# Maidenfine's New Freeport Saga



## Maidenfine (Aug 23, 2004)

Okay, when I first started this campaign, I wasn’t sure how long it was really going to last or how interesting it would really be, so I made no plans to write it up anywhere. But as the game has progressed, I have realized that our game has become a lot more interesting than I ever expected. So the first part of this story hour will move really quickly without a lot of detail. I wasn’t taking any notes so it’s all on my memory.
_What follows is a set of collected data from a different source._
PR #12861, opened 2026-02-05
proxy.process.http.000_responses metric

bneradt:
Add a new HTTP stat to track responses where no valid HTTP status code was sent to the client. This typically occurs when the client aborts the connection before a response is sent (ERR_CLIENT_ABORT).


cmcfarlen:
Cherry-picked to 10.2.x

PR #12863, opened 2026-02-06
Fix ppa log field

maskit:
`ppa` is a field for PP2_TYPE_AUTHORITY.

- Copy a whole pp_info for logging
- Calculate the length with alignment in consideration
- Put null terminator at the end of the log field value


cmcfarlen:

PR #12866, opened 2026-02-06
Fix failed assertion in build_response for 1xx races

bneradt:
This failed assertion was seen sometimes when running the cache-tests.

When a 1xx informational response (such as 103 Early Hints) is forwarded to the client, its headers are copied into client_response and sent via an asynchronous tunnel. The tunnel completion handler (tunnel_handler_100_continue) destroys client_response when the tunnel finishes. However, if the final server response arrives and build_response is called before the tunnel completes, client_response is still valid, triggering the assertion `!new_hdr->valid()` in copy_header_fields.

This patch addresses this by defensively destroying outgoing_response in build_response if it is already valid before calling copy_header_fields. The header data from the 1xx has already been serialized into the tunnel buffer and is no longer needed, so this should be safe.


cmcfarlen:
Cherry-picked to 10.2.x

PR #12868, opened 2026-02-09
add host_override to parent.config and other sni name fixes

traeak:
Fixes to sni name handling when using another CDN as parent.

This adds "host_override" to parent.config and has some fixes for the strategies handling of same option.

### DIFF
--- a/tests/gold_tests/tls/tls_sni_parent_failover.test.py
+++ b/tests/gold_tests/tls/tls_sni_parent_failover.test.py
@@ -88,10 +88,13 @@ dns.addRecords(records={"bar.com.": ["127.0.0.1"]})
 dns.addRecords(records={"parent.": ["127.0.0.1"]})
 dns.addRecords(records={"strategy.": ["127.0.0.1"]})
 
-ts.Disk.remap_config.AddLines([
-    "map http://parent https://parent",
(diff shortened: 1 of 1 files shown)


serrislew:
Some docs on the new feature would be helpful!

doc/admin-guide/files/parent.config.en.rst
```diff
@@ -324,6 +324,14 @@ The following list shows the possible actions and their allowed values.
 
   -  ``false`` - The default.  Do not ignore the host status.
 
+.. _parent-config-format-host_override:
+
+``host_override``
+    One of the following values:
+
+    -  ``true`` - Sets the host header of the request using the selected parent, including the SNI name to be used for any upstream TLS connection.  Useful when a parent is another CDN that requires a correct SNI name.
```
serrislew, line 332: If`pristine_host_hdr` is set to 1, does this have precedence over it?

traeak: the pristine host header looks like it applies during remap and cache lookup but not after, which is where the host_override kicks in. I'll look into it more closely.

traeak:
[approve ci autest]

cmcfarlen:
Cherry-picked to 10.2.x

PR #12869, opened 2026-02-09
Doc: mention elif, nested conditionals

mlibbey:
Missed some documentation when adding elif and nested conditionals.

### DIFF
--- a/doc/admin-guide/configuration/hrw4u.en.rst
+++ b/doc/admin-guide/configuration/hrw4u.en.rst
@@ -93,11 +93,12 @@ provides an LSP for this language, named ``hrw4u-lsp``.
 Syntax Differences
 ==================
 
-The basic structure is a `section` name defining the part of the transaction to run in
-followed by conditionals and operators. It uses `if () {} else {}` conditional syntax
-with `&& , || and ==`, with conditions and operators generally following function() or
-object.style grammar. Operator lines are terminated with `;` (whitespace is still not
-significant). For instance:
+The basic structure consists of a `section` name defining the part of the transaction to run,
+followed by conditionals and operators. It uses `if ... {...} elif ... {...} else {...}` conditional syntax
+with `&& , || and ==`. Conditionals support parenthesized grouping for complex expressions (`if (...) {...}`)
+and can be nested up to a maximum depth of 10 levels. Conditions and operators generally follow
+function() or object.style grammar. Operator lines are terminated with `;` and whitespace is still
+insignificant. For instance:
 
 .. code-block:: none
 
@@ -107,10 +108,28 @@ significant). For instance:
    }
 
    REMAP {
-     if inbound.status == 403 || access("/etc/lock") {
+     if inbound.status == 403 {
        inbound.req.X-Fail = "1";
+     } elif inbound.status == 404 {
+       inbound.req.X-NotFound = "1";
      } else {
        no-op();
+     }
+   }
+
+   READ_RESPONSE {
+     if inbound.status > 399 {
+       if inbound.status < 500 {
+         # Client error - check specific cases
+         if inbound.status == 404 {
+           counter("errors.not_found");
+         } elif inbound.status == 403 {
+           counter("errors.forbidden");
+         }
+       } else {
+         # Server error
+         counter("errors.server");
+       }
      }
    }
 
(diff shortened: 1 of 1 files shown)


bneradt (dismissed):
I verified the examples from this PR by building and running the `hrw4u` parser (via `tools/hrw4u`). Two issues found:

## 1. `>=` is not a valid operator in the grammar

The new `READ_RESPONSE` nested conditional example uses `inbound.status >= 400`, but `>=` is not a supported comparison operator. The grammar (`tools/hrw4u/grammar/hrw4u.g4`) only defines `GT: '>'` and `LT: '<'` — there are no `GTE` or `LTE` tokens. The comparison rule only supports `==`, `!=`, `>`, `<`, `~`, `!~`, and `in` (which is also reflected in the doc's own "Condition operators" table).

Running the parser on the example confirms the error:

```
/tmp/test_nested.hrw4u:2:21: error: extraneous input '=' expecting {TRUE, FALSE, STRING, IPV4_LITERAL, IPV6_LITERAL, IDENT, NUMBER, '{'}
   2 |   if inbound.status >= 400 {
     |                      ^
```

This should be `inbound.status > 399`, consistent with the existing "Normalize Statuses" example already in the doc which uses `inbound.status > 399 && inbound.status < 500`.

## 2. Comparison table entry for elif is misleading

The PR changes the comparison table to:

```
Else branches        `else` with indented ops      `elif { ... }` and `else { ... }` with full blocks
```

`elif { ... }` omits the required condition, making it look like `elif` takes a bare block. Per the grammar, `elif` requires a condition (e.g., `elif <cond> { ... }` or `elif (<cond>) { ... }`). This is also inconsistent with the syntax summary earlier in the same PR which correctly shows `if () {} elif () {} else {}`. Consider something like `` `elif (...) { ... }` and `else { ... }` with full blocks ``.

---

Everything else looks good:
- The REMAP `if/elif/else` example parses cleanly and produces correct `header_rewrite` output.
- The nesting depth of 10 is accurate (`MAX_IF_NESTING_DEPTH = 10` in `plugins/header_rewrite/header_rewrite.cc`).
- The `counter()` calls in the nested example are valid.
- The structural nesting of conditionals is correct per the grammar (since `blockItem` can contain `conditional`).

doc/admin-guide/configuration/hrw4u.en.rst
```diff
@@ -107,13 +107,31 @@ significant). For instance:
...
        inbound.req.X-Fail = "1";
+     } elif inbound.status == 404 {
+       inbound.req.X-NotFound = "1";
      } else {
        no-op();
      }
    }
 
+   READ_RESPONSE {
+     if inbound.status >= 400 {
```
bneradt: If you look at the `tools/hrw4u/grammar/hrw4u.g4`, `>=` is not actually supported. Maybe we want to add this, but I don't think this will work as is.

@zwoop : thoughts?

doc/admin-guide/configuration/hrw4u.en.rst
```diff
@@ -158,7 +176,7 @@ Syntax               Free-form                     Structured `if (...) { ... }`
 Conditions           `cond %{...}`                 Implicit in `if (...)`
 Operators            Raw text (`set-header`)       Structured assignments or statements
 Grouping             `GROUP` / `GROUP:END`         Use `()` inside `if` expressions
-Else branches        `else` with indented ops      `else { ... }` with full block
+Else branches        `else` with indented ops      `elif { ... }` and `else { ... }` with full blocks
```
bneradt: Probably good to `elif () { ... }`, with the `()` as you did above to indicate a condition should be present with `elif`. `else` is fine as is since it doesn't take a condition.

doc/admin-guide/configuration/hrw4u.en.rst
mlibbey: eek and oops! Thanks for catch!

zwoop: yeah, >= is not supported, because header_rewrite doesn't support it :) You'll have to change it to a ! <

doc/admin-guide/configuration/hrw4u.en.rst
zwoop: no, please avoid unnecessary ()'s, because they will always add a %{GROUP}. hrw4u does not require any () for simple expressions.

mlibbey: I changed to `elif ... { ... }` ... hoping that the `elif ... ` implies that you need a conditional there (and that actual "()" are not required.

bneradt: Cool. Thanks @zwoop / @mlibbey

cmcfarlen:
Cherry-picked to 10.2.x

PR #12874, opened 2026-02-10
NetAcceptAction::cancel() use-after-free fix: part 2

bneradt:
This is a revised version of PR #12803 which was reverted in PR #12841 because it lacked the idempotent cancel guard, causing its own set of crashes.

There is a race between NetAcceptAction::cancel() and NetAccept::acceptEvent() where the server pointer could be dereferenced after the NetAccept object was deleted. Thread A calls cancel(), which sets cancelled=true via Action::cancel(). Thread B running acceptEvent() sees cancelled==true and deletes the NetAccept (including the embedded Server). Thread A then calls server->close() on freed memory.

This is fixed by making the server pointer in NetAcceptAction atomic and using exchange(nullptr) so only one thread can obtain and close the server. Additionally, cancel() is made idempotent by checking !cancelled before calling Action::cancel(), which prevents ink_assert(!cancelled) assertion failures when cancel is called from both external callers (TSActionCancel) and internal error paths (acceptEvent, acceptFastEvent, acceptLoopEvent).

### DIFF
--- a/src/iocore/net/P_NetAccept.h
+++ b/src/iocore/net/P_NetAccept.h
@@ -43,6 +43,7 @@
 #include "iocore/net/NetAcceptEventIO.h"
 #include "Server.h"
 
+#include <atomic>
 #include <vector>
 
 struct NetAccept;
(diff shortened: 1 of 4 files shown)


src/iocore/net/P_NetAccept.h
```diff
@@ -60,21 +61,30 @@ AcceptFunction net_accept;
...
-    return Action::operator=(acont);
+    // Use atomic exchange so only one thread closes the server, preventing
+    // use-after-free races between cancel() and acceptEvent() cleanup.
+    Server *s = server.exchange(nullptr, std::memory_order_acq_rel);
+    if (s != nullptr) {
+      s->close();
+    }
+    if (!cancelled) {
+      Action::cancel(cont);
+    }
```
bneradt, line 87: This `!canceled` check is the only change made on top of the reverted #12803 PR. That should hopefully address the double-cancel issue (in addition to addressing the use after free issue, which the rest of the patch intends to fix).

bneradt:
[approve ci autest 0 rocky]

bneradt:
[approve ci rocky]

bneradt:
[approve ci autest rocky]

cmcfarlen:
Cherry-picked to 10.2.x

PR #12877, opened 2026-02-11
parallel autests: print failure output

bneradt:
The parallel runner captured full autest output per worker but only displayed failed test names in the summary. This made CI failures hard to debug compared to the sequential runner. Extract and print the per-test failure detail block (sub-step pass/fail, reasons, file paths) so the same diagnostic information is available in parallel mode.


cmcfarlen:
Cherry-picked to 10.2.x

PR #12878, opened 2026-02-11
Add proxy.process.http.429_responses metric

bneradt:
Add a new HTTP stat to track 429 (Too Many Requests) responses sent to clients. This is useful for monitoring rate-limiting behavior, as the rate_limit plugin defaults to returning 429 when limits are exceeded. The metric follows the same pattern as existing per-status-code counters (400-416) across HttpConfig, HttpTransact, traffic_top, and traffic_logstats.

Also enhance the ATSReplayTest framework with a metric_checks feature that allows replay YAML files to declare expected metric values. After traffic completes, follow-up test runs automatically verify the metrics via traffic_ctl. This required creating the ATS process on the Test object (rather than a TestRun) when post-traffic verification is needed, so that ATS persists across test runs.


bneradt:
[approve ci autest 0 1]

bryancall (approved):

bryancall:
Found one correctness issue in the new metric verification helper:

`Testers.ContainsExpression(f'{metric_name} {expected_value}', ...)` can false-pass when the expected value is a prefix of the actual value (for example expected `1` also matches `10`).

Would you mind switching this to an anchored regex match so the assertion is exact? Something like `^<metric_name>\\s+<expected_value>$` (with `metric_name` escaped) avoids prefix matches and makes the check robust.

bneradt:
> Found one correctness issue in the new metric verification helper:
> 
> `Testers.ContainsExpression(f'{metric_name} {expected_value}', ...)` can false-pass when the expected value is a prefix of the actual value (for example expected `1` also matches `10`).
> 
> Would you mind switching this to an anchored regex match so the assertion is exact? Something like `^<metric_name>\\s+<expected_value>$` (with `metric_name` escaped) avoids prefix matches and makes the check robust.

Thanks for the feedback. Update done.

cmcfarlen:
Cherry-picked to 10.2.x

PR #1039, opened 2023-11-29
tests: refactor sample loading to defer substitution

justinsb:
This lets us load the samples before creating a test project, which in
turn lets us run samples in isolated projects, particularly in mocks.

### DIFF
--- a/config/tests/samples/create/contents_test.go
+++ b/config/tests/samples/create/contents_test.go
@@ -1,6 +1,3 @@
-//go:build integration
-// +build integration
-
 package create
 
 import (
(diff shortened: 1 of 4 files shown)


config/tests/samples/create/contents_test.go
```diff
@@ -15,11 +12,12 @@ import (
 	"k8s.io/apimachinery/pkg/apis/meta/v1/unstructured"
 )
 
-var matchEverythingRegex = regexp.MustCompile(".*")
```
maqiuyujoyce, line 18: Maybe it's still reasonable to keep a global variable representing this regex? But maybe in samples.go instead?

maqiuyujoyce (approved):
Thank you for the refactoring! It is more readable now!

config/tests/samples/create/contents_test.go
justinsb: My 2c is that we should add it when/if we need it.  I don't think it will be very hard to recreate if we do need it!

maqiuyujoyce:
Looks like there was a force push; was there any change?

justinsb:
> Looks like there was a force push; was there any change?
No, just a rebase

config/tests/samples/create/contents_test.go
```diff
@@ -15,11 +12,12 @@ import (
...
-
 func TestNames(t *testing.T) {
-	project := testgcp.GetDefaultProject(t)
-	samples := loadSamplesOntoUnstructs(t, matchEverythingRegex, project)
+	project := testgcp.GCPProject{
+		ProjectID:     "tests-testnames",
```
cheftako, line 17: Not a big deal but it might be nice if the fake project name contained "project"?
Makes it easier to find/understand where it came from if it shows up somewhere unexpected.

PR #1042, opened 2023-11-29
tests: use conventional MustReadFile function

justinsb:
We had a common test helper function that is normally called
MustReadFile, and had some potentially surprising behaviours when the
absolute path could not be determined.

Replace with the more common definition.


diviner524 (commented):
/lgtm

PR #1049, opened 2023-12-01
Update README.ChangingTerraform.md to be based on TF Git Subtree

diviner524:
This is required as we have now removed all the previous Terraform "patches" and abandoned the patch approach.

Fixes b/314326104


justinsb:
This is cool, a big advantage of the subtree approach that I don't think I had grokked is that we can now just fix terraform-provider issues following (roughly) the normal development flow (albeit with separate commits)

/approve
/lgtm

PR #1052, opened 2023-12-04
Update DCL to version 1.58.0

diviner524:
### Change description

* Resource GKEHubFeatureMembership(v1beta1):
  * Added `spec.configmanagement.configSync.metricsGcpServiceAccountRef` field.
  * Added `spec.membershipLocation` field.
  * Deprecated `spec.configmanagement.binauthz` field.

* Resource RecaptchaEnterpriseKey(v1beta1):
  * Added `spec.wafSettings` field.

* Adding instructions on how to perform DCL upgrade, as we still need to upgrade our DCL library periodically to pick up bug fixes and important new fields.

Fixes b/314794142

### Tests you have done


README.UpdatingDCL.md
```diff
@@ -0,0 +1,11 @@
+# Updating the DCL (declarative-resource-client-library)
```
maqiuyujoyce, line 1: In the Makefile, we call it "upgrade-dcl", and in the readme, we call it "updating the DCL". Should it be upgrade or update? IMO "upgrade" is specific for version updates, and "update" then can be used for non-version updates.

Not a blocker, though I think using the consistent wording can help reduce confusion.

maqiuyujoyce (approved):

README.UpdatingDCL.md
diviner524: That makes sense, thank you @maqiuyujoyce!

I have thought about using "Upgrading" as well, but then I switched to "Updating" since we were using the same term on the Terraform Provider:

https://github.com/GoogleCloudPlatform/k8s-config-connector/blob/master/README.UpdatingTerraformProvider.md

We can go back and change this if it turns out to be confusing.

PR #1053, opened 2023-12-05
Resolve the observed state for TF-based resources

maqiuyujoyce:
### Change description

Fixes b/309651934

* Supported the logic to resolve the observed state for TF-based resources during a successful reconciliation.
  * Reference fields, labels field, name field, sensitive fields, and fields under an array are currently not supported in the observed state.
  * Added unit tests.
* Added more unit tests for service mappings to ensure the same limitations are enforced.

### Tests you have done

Added the following configurations in the resource config for StorageBucket and generated the CRD.

```
observedFields:
  - versioning.enabled
  - location
```

Ran the integration test with the following YAML:

```
apiVersion: storage.cnrm.cloud.google.com/v1beta1
kind: StorageBucket
metadata:
  name: storagebucket-sample-${uniqueId}
spec:
  versioning:
    enabled: true
  location: US-WEST1
  lifecycleRule:
    - action:
        type: Delete
      condition:
        age: 7
```

The created StorageBucket contains the observed state in `status`:

```
         "observedState": {
            "location": "US-WEST1",
            "versioning": {
                "enabled": true
            }
        },
```

### DIFF
--- a/config/tests/servicemapping/servicemapping_test.go
+++ b/config/tests/servicemapping/servicemapping_test.go
@@ -1278,11 +1278,13 @@ func TestStorageVersionIsSetAndValidIFFV1alpha1ToV1beta1IsSet(t *testing.T) {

But once we catch up to where the game is currently, then things will slow down and become more fully written.

***************************************************************
The Main Characters:

Senerock Theronn is a young “human” sorcerer on a search for his lineage. His family has long claimed to be descended from the Great Lord Theronn (a character from a previous campaign that later ascended to godhood). Senerock is set to travel the world in search of his family and proof that he is descended from a god.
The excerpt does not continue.